_The problem_
After locating the line with "For whatever code" in the data that follows, return it and every later line exactly, up to and including the line with "Well, it can't".

(Collected data)
○ ○ ○ ○

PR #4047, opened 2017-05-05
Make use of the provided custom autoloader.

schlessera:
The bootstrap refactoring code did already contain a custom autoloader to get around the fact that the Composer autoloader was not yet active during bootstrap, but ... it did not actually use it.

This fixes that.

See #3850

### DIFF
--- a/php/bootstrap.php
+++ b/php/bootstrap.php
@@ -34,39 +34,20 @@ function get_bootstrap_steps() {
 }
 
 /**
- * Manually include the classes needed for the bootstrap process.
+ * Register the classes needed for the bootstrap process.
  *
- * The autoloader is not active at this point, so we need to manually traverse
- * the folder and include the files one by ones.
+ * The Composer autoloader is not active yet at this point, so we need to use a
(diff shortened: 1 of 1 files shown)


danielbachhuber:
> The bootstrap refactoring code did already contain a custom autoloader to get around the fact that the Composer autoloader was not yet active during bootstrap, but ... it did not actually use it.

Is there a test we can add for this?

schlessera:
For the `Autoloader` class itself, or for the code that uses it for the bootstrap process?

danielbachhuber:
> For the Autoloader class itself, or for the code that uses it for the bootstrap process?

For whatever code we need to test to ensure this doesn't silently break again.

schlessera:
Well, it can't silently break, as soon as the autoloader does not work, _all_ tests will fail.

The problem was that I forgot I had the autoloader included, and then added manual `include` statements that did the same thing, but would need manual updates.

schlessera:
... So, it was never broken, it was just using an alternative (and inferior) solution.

○ ○ ○ ○

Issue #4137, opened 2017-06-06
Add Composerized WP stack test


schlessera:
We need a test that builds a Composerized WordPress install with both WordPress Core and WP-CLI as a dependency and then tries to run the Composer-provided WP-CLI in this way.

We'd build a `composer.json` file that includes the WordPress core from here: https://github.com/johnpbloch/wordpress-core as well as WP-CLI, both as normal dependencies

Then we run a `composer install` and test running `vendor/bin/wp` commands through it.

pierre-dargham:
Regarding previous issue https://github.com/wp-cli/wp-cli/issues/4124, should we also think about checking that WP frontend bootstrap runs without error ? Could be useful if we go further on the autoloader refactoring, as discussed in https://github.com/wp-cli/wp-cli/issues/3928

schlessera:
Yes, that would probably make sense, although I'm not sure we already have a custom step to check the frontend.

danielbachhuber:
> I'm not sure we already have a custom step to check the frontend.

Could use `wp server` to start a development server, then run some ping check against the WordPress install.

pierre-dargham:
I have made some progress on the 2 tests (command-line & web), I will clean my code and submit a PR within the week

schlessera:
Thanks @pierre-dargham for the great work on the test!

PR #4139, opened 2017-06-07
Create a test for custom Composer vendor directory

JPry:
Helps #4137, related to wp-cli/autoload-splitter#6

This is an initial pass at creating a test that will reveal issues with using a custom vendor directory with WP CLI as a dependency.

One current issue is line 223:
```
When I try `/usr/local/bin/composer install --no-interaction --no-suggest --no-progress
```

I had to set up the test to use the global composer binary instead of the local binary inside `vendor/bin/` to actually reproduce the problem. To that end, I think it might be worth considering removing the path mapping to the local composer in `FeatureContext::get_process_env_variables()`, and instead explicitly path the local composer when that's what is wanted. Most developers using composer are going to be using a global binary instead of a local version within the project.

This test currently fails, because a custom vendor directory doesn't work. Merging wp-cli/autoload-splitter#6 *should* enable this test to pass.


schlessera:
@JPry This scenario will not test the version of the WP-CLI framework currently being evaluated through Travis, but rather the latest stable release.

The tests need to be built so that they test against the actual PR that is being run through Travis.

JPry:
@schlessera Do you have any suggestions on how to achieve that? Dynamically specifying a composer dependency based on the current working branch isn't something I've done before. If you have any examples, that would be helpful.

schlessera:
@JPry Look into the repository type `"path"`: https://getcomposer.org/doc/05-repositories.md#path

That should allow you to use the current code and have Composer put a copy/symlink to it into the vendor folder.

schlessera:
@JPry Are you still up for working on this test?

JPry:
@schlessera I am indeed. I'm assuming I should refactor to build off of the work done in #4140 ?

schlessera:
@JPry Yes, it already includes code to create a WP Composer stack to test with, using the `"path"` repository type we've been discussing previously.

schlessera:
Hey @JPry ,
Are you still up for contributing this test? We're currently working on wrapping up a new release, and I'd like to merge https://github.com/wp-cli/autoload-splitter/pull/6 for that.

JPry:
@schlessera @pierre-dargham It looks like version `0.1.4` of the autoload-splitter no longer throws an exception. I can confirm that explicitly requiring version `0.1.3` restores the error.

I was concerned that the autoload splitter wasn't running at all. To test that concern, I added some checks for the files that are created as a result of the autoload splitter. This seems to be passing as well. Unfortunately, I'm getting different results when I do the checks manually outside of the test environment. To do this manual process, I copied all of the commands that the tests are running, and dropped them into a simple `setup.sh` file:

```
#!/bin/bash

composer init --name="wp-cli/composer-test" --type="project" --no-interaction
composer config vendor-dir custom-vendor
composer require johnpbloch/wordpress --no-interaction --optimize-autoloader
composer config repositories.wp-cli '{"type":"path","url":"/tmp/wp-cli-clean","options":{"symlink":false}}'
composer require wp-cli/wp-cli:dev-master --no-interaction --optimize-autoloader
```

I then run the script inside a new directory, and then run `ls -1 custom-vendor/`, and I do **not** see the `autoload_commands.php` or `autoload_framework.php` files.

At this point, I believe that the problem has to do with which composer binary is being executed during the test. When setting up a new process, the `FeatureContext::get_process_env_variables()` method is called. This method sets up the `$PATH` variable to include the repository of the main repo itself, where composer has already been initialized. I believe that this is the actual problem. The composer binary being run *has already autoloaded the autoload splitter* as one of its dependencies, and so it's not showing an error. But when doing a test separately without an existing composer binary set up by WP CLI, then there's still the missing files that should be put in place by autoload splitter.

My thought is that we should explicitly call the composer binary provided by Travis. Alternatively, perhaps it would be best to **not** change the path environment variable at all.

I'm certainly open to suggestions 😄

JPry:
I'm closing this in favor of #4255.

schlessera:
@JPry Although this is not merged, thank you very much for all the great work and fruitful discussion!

○ ○ ○ ○

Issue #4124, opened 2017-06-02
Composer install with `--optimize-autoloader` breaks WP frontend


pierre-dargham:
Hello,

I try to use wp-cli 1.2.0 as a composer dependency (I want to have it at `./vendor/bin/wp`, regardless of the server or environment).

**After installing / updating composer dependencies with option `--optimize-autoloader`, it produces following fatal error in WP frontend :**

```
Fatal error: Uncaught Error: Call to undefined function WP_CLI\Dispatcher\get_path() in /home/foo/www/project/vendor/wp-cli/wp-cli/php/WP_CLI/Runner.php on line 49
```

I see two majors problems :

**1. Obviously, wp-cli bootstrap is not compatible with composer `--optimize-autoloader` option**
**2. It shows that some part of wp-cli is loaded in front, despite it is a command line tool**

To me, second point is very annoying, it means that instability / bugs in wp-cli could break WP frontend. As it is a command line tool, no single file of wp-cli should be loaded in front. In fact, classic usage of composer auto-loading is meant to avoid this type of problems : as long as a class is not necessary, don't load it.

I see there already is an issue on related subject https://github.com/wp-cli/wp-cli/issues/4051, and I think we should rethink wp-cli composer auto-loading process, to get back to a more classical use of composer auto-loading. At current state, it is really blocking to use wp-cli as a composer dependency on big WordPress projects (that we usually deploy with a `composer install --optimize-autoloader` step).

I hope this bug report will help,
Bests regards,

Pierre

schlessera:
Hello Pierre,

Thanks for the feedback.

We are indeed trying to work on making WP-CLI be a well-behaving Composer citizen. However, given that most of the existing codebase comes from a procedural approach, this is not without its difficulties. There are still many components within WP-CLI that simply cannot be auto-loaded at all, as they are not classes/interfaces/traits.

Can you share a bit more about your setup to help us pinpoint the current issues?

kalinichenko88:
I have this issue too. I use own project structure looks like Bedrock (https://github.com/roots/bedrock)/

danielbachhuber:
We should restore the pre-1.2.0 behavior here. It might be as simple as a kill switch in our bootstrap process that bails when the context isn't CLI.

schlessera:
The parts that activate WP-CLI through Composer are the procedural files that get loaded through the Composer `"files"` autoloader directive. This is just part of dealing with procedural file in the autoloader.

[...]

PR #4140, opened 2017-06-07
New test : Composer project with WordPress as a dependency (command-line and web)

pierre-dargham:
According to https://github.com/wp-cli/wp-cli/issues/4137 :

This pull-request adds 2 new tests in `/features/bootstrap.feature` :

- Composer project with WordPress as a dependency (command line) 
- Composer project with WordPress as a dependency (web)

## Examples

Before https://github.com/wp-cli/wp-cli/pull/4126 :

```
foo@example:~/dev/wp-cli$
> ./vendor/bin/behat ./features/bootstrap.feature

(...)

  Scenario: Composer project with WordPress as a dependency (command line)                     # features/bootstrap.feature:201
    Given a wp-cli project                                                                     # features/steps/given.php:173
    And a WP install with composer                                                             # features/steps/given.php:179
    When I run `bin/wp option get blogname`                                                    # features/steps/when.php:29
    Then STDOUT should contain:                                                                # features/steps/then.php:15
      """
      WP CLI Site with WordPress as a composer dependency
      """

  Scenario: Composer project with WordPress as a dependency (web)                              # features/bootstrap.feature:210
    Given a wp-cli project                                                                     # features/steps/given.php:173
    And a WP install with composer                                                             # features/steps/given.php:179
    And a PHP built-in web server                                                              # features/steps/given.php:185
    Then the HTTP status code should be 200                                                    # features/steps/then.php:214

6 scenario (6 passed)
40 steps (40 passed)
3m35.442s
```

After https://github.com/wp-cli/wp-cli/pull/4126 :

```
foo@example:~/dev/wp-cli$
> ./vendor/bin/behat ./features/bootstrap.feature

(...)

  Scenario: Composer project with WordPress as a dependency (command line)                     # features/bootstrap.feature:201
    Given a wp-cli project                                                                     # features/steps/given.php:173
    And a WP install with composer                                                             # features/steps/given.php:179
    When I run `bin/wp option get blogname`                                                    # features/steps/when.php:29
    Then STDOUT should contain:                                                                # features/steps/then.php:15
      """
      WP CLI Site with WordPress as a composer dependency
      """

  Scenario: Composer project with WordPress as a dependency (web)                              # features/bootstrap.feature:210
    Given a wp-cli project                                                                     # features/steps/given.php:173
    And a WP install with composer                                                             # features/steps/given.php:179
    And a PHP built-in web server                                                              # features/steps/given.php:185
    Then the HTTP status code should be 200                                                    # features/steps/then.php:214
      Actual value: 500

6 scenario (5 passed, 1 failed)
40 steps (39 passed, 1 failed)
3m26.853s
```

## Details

○ ○ ○ ○

_Worked solution_
For whatever code we need to test to ensure this doesn't silently break again.

schlessera:
Well, it can't silently break, as soon as the autoloader does not work, _all_ tests will fail.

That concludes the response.